Anopheles walkeri has a multivoltine life cycle. It produces a hardy winter egg which differs morphologically from the more vulnerable summer eggs by having enlarged floats on the dorsal side. By overwintering in egg form, this species is able to mature through one full larval generation before hibernating adults of other species are able to become active. The multivoltine life cycle means this species is active during both the swampy, open water conditions of early spring, as well as later in the year after the swampland has become thickened with plant growth. It takes about 10 days to mature through the larval stages and pupate, dependent on temperature and water conditions. Adults will typically mate within a few hours of emergence from their pupated form.

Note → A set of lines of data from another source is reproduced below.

Issue #2086, opened 2025-04-15
Reduce duplication when linearizing arrays


acl-cqc:
The `linearize_array` handler of #2023 generates identical Hugr `Value::Function` constants every time an array of that element type (regardless of length) is copied/discarded (i.e. for the same #copies) ...we want to be able to share some of these.

PR #2094, opened 2025-04-17
feat!: ReplaceTypes: allow lowering ops into a Call to a function already in the Hugr

acl-cqc:
There are two issues:
* Errors. The previous NodeTemplates still always work, but the Call one can fail if the Hugr doesn't contain the target function node. ATM there is no channel for reporting that error so I've had to panic. Otherwise it's an even-more-breaking change to add an error type to `NodeTemplate::add()` and `NodeTemplate::add_hugr()`. Should we? (I note `HugrMut::connect` panics if the node isn't there, but could make the `NodeTemplate::add` builder method return a BuildError...and propagate that everywhere of course)
* There's a big limitation in `linearize_array` that it'll break if the *element* says it should be copied/discarded via a NodeTemplate::Call, as `linearize_array` puts the elementwise copy/discard function into a *nested Hugr* (`Value::Function`) that won't contain the function. This could be fixed via lifting those to toplevel FuncDefns with name-mangling, but I'd rather leave that for #2086 ....

BREAKING CHANGE: Add new variant NodeTemplate::Call; LinearizeError no longer derives Eq.

### DIFF
--- a/hugr-passes/src/replace_types.rs
+++ b/hugr-passes/src/replace_types.rs
@@ -60,6 +60,9 @@ impl NodeTemplate {
     /// # Panics
     ///
     /// * If `parent` is not in the `hugr`
+    ///
+    /// # Errors
+    ///
     /// * If `self` is a [Self::Call] and the target Node either
     ///    * is neither a [FuncDefn] nor a [FuncDecl]
     ///    * has a [`signature`] which the type-args of the [Self::Call] do not match
--- a/hugr-passes/src/replace_types.rs
+++ b/hugr-passes/src/replace_types.rs
@@ -65,16 +65,16 @@ impl NodeTemplate {
     ///    * has a [`signature`] which the type-args of the [Self::Call] do not match
     ///
     /// [`signature`]: hugr_core::types::PolyFuncType
-    pub fn add_hugr(self, hugr: &mut impl HugrMut, parent: Node) -> Node {
+    pub fn add_hugr(self, hugr: &mut impl HugrMut, parent: Node) -> Result<Node, AddTemplateError> {
         match self {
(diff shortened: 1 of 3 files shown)


ss2165:
1. I think if you're breaking anyway might as well break with a proper error too (i.e. since it will have to go in a breaking release, fixing downstream is low cost)
2. annoying edge case - document and panic on detection if possible

acl-cqc:
Ok, so NodeTemplate::add_hugr already returned an error, but NodeTemplate::add needed one. And, the errors from both needed to be plumbed through ReplaceTypesError and LinearizeError.

I started trying to add my own error for `add_hugr` (see 5daa87b2c56aa0ac209989717ac2ae8e66da614e), but then realized that since I needed to plumb `BuildError`s through from `add` I switched to just use that. The alternative would be to look for all the error cases myself (as in that linked commit, but before calling the builder) and then `unwrap` the builder call....nicer for our users perhaps but seems less maintainable. And I think it's a small point. But I could be arm-twisted...

hugr-passes/src/replace_types.rs
```diff
@@ -48,18 +49,36 @@ pub enum NodeTemplate {
     // TODO: store also a vec<TypeParam>, and update Hugr::validate to take &[TypeParam]s
     // (defaulting to empty list) - see https://github.com/CQCL/hugr/issues/709
     CompoundOp(Box<Hugr>),
-    // TODO allow also Call to a Node in the existing Hugr
-    // (can't see any other way to achieve multiple calls to the same decl.
-    // So client should add the functions before replacement, then remove unused ones afterwards.)
+    /// A Call to a function (already) existing in the Hugr.
```
ss2165, line 52:
```suggestion
    /// A Call to an existing function.
```

ss2165 (approved):
happy to see many unwraps go away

The females then begin to seek out a blood meal to provide necessary protein to facilitate egg development. The female will then rest while the eggs develop. Once mature, the eggs are oviposited and the female begins the process all over again, feeding and laying for the 40 days or so that it lives for.

==Epidemiology==
Due to habitat preferences, coupled with particularly low rates of virus detection, Anopheles walkeri is considered to be an unlikely vector of West Nile virus to humans. In addition, it has not been shown to demonstrate any capacity of transmitting avian malaria (Plasmodium circumflexum and P. polare). However, specimens of A. walkeri in the southern United States have been shown to harbor the human infecting strains of malaria, Plasmodium vivax and P. falciparum, albeit infrequently (freq= <0.005).